[WHAT TO DO] Down to the last line, repeat the records exactly.
═════ RECORDS SHOWN ═════
PR #912, opened 2017-01-10
Revert some override functionality

saicheems:
To allow introducing new fields to objects, this commit removes the pattern
matching feature from all fields except the root level language nodes.

It also adds configuration in the Go sample transformer to only consider
methods whose verb is "GET" to be page streaming calls as specified in the Go
client library generator.

### DIFF
--- a/src/main/java/com/google/api/codegen/discovery/ViewModelProvider.java
+++ b/src/main/java/com/google/api/codegen/discovery/ViewModelProvider.java
@@ -26,13 +26,11 @@ import com.google.api.codegen.discovery.transformer.SampleMethodToViewTransforme
 import com.google.api.codegen.rendering.CommonSnippetSetRunner;
 import com.google.api.codegen.viewmodel.ViewModel;
 import com.google.api.tools.framework.snippet.Doc;
-import com.google.common.collect.Lists;
 import com.google.protobuf.Method;
-import java.util.Collections;
+import java.util.Iterator;
 import java.util.List;
 import java.util.Map;
 import java.util.TreeMap;
-import java.util.regex.Pattern;
 
 /*
  * Calls the MethodToViewTransformer on a method with the provided ApiaryConfig.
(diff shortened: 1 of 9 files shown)


src/main/java/com/google/api/codegen/discovery/transformer/go/GoSampleMethodToViewTransformer.java
```diff
@@ -96,7 +96,10 @@ private SampleView createSampleView(SampleTransformerContext context) {
       fieldVarNames.add(requestBodyVarName);
     }
 
-    if (methodInfo.isPageStreaming()) {
+    // The Go client only considers methods whose verb is "GET" to be page
```
tcoffee-google: Is this correct behavior?

src/main/java/com/google/api/codegen/discovery/ViewModelProvider.java
```diff
@@ -125,29 +123,28 @@ private static SampleConfig override(
...
-            tree.remove(fieldName);
-          } else if (defaultValue.isObject() && overrideValue.isObject()) {
-            merge((ObjectNode) defaultValue, (ObjectNode) overrideValue);
-          } else if (overrideValue != null) {
-            tree.set(fieldName, overrideValue);
-          }
+    Iterator<String> fieldNames = overrideTree.fieldNames();
+    while (fieldNames.hasNext()) {
+      String fieldName = fieldNames.next();
+      JsonNode primaryValue = tree.get(fieldName);
```
tcoffee-google: Why call these 'primary' and 'backup' instead of 'default' and 'override'?

tcoffee-google:
Also, is the removal of some of these overrides contingent on submission of #880?

src/main/java/com/google/api/codegen/discovery/transformer/go/GoSampleMethodToViewTransformer.java
saicheems: At the moment, yes
https://github.com/google/google-api-go-client/blob/master/google-api-go-generator/gen.go#L1398

saicheems: Unless you're asking like metaphorically, in which case I don't think so, methods whose verb is "POST" can also be paging

tcoffee-google: This appears to be changed in https://code-review.googlesource.com/#/c/10110/3/google-api-go-generator/gen.go . For reference, here's a list of non-GET method IDs which we interpret to be paging for at least one API version:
═════
[EXERCISE SOLUTION]
PR #912, opened 2017-01-10
Revert some override functionality

saicheems:
To allow introducing new fields to objects, this commit removes the pattern
matching feature from all fields except the root level language nodes.

It also adds configuration in the Go sample transformer to only consider
methods whose verb is "GET" to be page streaming calls as specified in the Go
client library generator.

### DIFF
--- a/src/main/java/com/google/api/codegen/discovery/ViewModelProvider.java
+++ b/src/main/java/com/google/api/codegen/discovery/ViewModelProvider.java
@@ -26,13 +26,11 @@ import com.google.api.codegen.discovery.transformer.SampleMethodToViewTransforme
 import com.google.api.codegen.rendering.CommonSnippetSetRunner;
 import com.google.api.codegen.viewmodel.ViewModel;
 import com.google.api.tools.framework.snippet.Doc;
-import com.google.common.collect.Lists;
 import com.google.protobuf.Method;
-import java.util.Collections;
+import java.util.Iterator;
 import java.util.List;
 import java.util.Map;
 import java.util.TreeMap;
-import java.util.regex.Pattern;
 
 /*
  * Calls the MethodToViewTransformer on a method with the provided ApiaryConfig.
(diff shortened: 1 of 9 files shown)


src/main/java/com/google/api/codegen/discovery/transformer/go/GoSampleMethodToViewTransformer.java
```diff
@@ -96,7 +96,10 @@ private SampleView createSampleView(SampleTransformerContext context) {
       fieldVarNames.add(requestBodyVarName);
     }
 
-    if (methodInfo.isPageStreaming()) {
+    // The Go client only considers methods whose verb is "GET" to be page
```
tcoffee-google: Is this correct behavior?

src/main/java/com/google/api/codegen/discovery/ViewModelProvider.java
```diff
@@ -125,29 +123,28 @@ private static SampleConfig override(
...
-            tree.remove(fieldName);
-          } else if (defaultValue.isObject() && overrideValue.isObject()) {
-            merge((ObjectNode) defaultValue, (ObjectNode) overrideValue);
-          } else if (overrideValue != null) {
-            tree.set(fieldName, overrideValue);
-          }
+    Iterator<String> fieldNames = overrideTree.fieldNames();
+    while (fieldNames.hasNext()) {
+      String fieldName = fieldNames.next();
+      JsonNode primaryValue = tree.get(fieldName);
```
tcoffee-google: Why call these 'primary' and 'backup' instead of 'default' and 'override'?

tcoffee-google:
Also, is the removal of some of these overrides contingent on submission of #880?

src/main/java/com/google/api/codegen/discovery/transformer/go/GoSampleMethodToViewTransformer.java
saicheems: At the moment, yes
https://github.com/google/google-api-go-client/blob/master/google-api-go-generator/gen.go#L1398

saicheems: Unless you're asking like metaphorically, in which case I don't think so, methods whose verb is "POST" can also be paging

tcoffee-google: This appears to be changed in https://code-review.googlesource.com/#/c/10110/3/google-api-go-generator/gen.go . For reference, here's a list of non-GET method IDs which we interpret to be paging for at least one API version:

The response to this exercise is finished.